**TASK**
Find the line holding "--- a/crates/fakecloud-core/src/container_net.rs" in the entries below. Give it again exactly, along with every line after it up to and including the line holding "pub fn detect(cli: &str)".

┄┄┄┄┄┄┄┄┄┄

PR #2434, opened 2026-07-27
fix(lambda): preserve native Docker host alias

dougludlow:
## Why

Docker Desktop-style runtimes provide `host.docker.internal` natively. Fakecloud's injected `--add-host` mapping could replace that working route, preventing Lambda containers from reaching host services. Image-backed Lambda pulls also need to use the host loopback registry rather than the Lambda callback hostname.

## How

- Preserve an already-resolvable native Docker host alias instead of replacing it.
- Use a dedicated loopback host for local ECR image pulls.
- Permit image-package Lambda functions to invoke without a ZIP deployment package.

## Type

- [x] Bug fix

### DIFF
--- a/crates/fakecloud-core/src/container_net.rs
+++ b/crates/fakecloud-core/src/container_net.rs
@@ -165,7 +165,8 @@ impl HostNetworking {
     /// Resolve networking for `cli`, reading `FAKECLOUD_IN_CONTAINER` from
     /// the process environment.
     pub fn detect(cli: &str) -> Self {
-        let (host_alias, add_host_arg) = resolve_host_alias(cli);
+        let (host_alias, mut add_host_arg) = resolve_host_alias(cli);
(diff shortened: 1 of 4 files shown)


vieiralucas:
Thanks for this, @dougludlow. Real issue: on a Docker-Desktop-class runtime the injected `--add-host host.docker.internal:<vm-bridge-ip>` shadows the alias the daemon already provides natively, breaking Lambda containers' route to host services, and the ECR loopback + image-package invoke fixes are both correct. I pushed one follow-up before merging: the native-alias detection now gates on fakecloud actually running in a container (not just a host-side getaddrinfo), so a bare Linux host with an NXDOMAIN-hijacking resolver can't spuriously drop the bridge mapping native Linux docker needs, and the DNS probe is bounded so a slow resolver can't stall startup. Merged. Really appreciate it.

PR #2436, opened 2026-07-27
fix(cognito): apply pre-token overrides to auth flows

dougludlow:
## Why

Pre-token Lambda overrides were dropped from access tokens issued by SRP, refresh-token, and custom-auth flows. Applications that depend on `cognito:groups` then reject otherwise successful sign-ins.

## How

- Preserve the complete Lambda event response when merging v1/v2 overrides.
- Apply pre-token generation to SRP, custom-auth, and refresh-token token issuance.
- Add regression coverage for v1 group overrides in access tokens.

## Type

- [x] Bug fix

---
## Summary by cubic
Applies Pre Token Generation Lambda overrides across all auth flows (SRP/ADMIN_NO_SRP, custom-auth first-call and multi-round, NEW_PASSWORD_REQUIRED, refresh). Also makes refresh-token rotation atomic to prevent replay and converts remaining paths to async to avoid block_in_place panics.

- **Bug Fixes**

┄┄┄┄┄┄┄┄┄┄

**ANSWER TO THIS TASK**
--- a/crates/fakecloud-core/src/container_net.rs
+++ b/crates/fakecloud-core/src/container_net.rs
@@ -165,7 +165,8 @@ impl HostNetworking {
     /// Resolve networking for `cli`, reading `FAKECLOUD_IN_CONTAINER` from
     /// the process environment.
     pub fn detect(cli: &str) -> Self {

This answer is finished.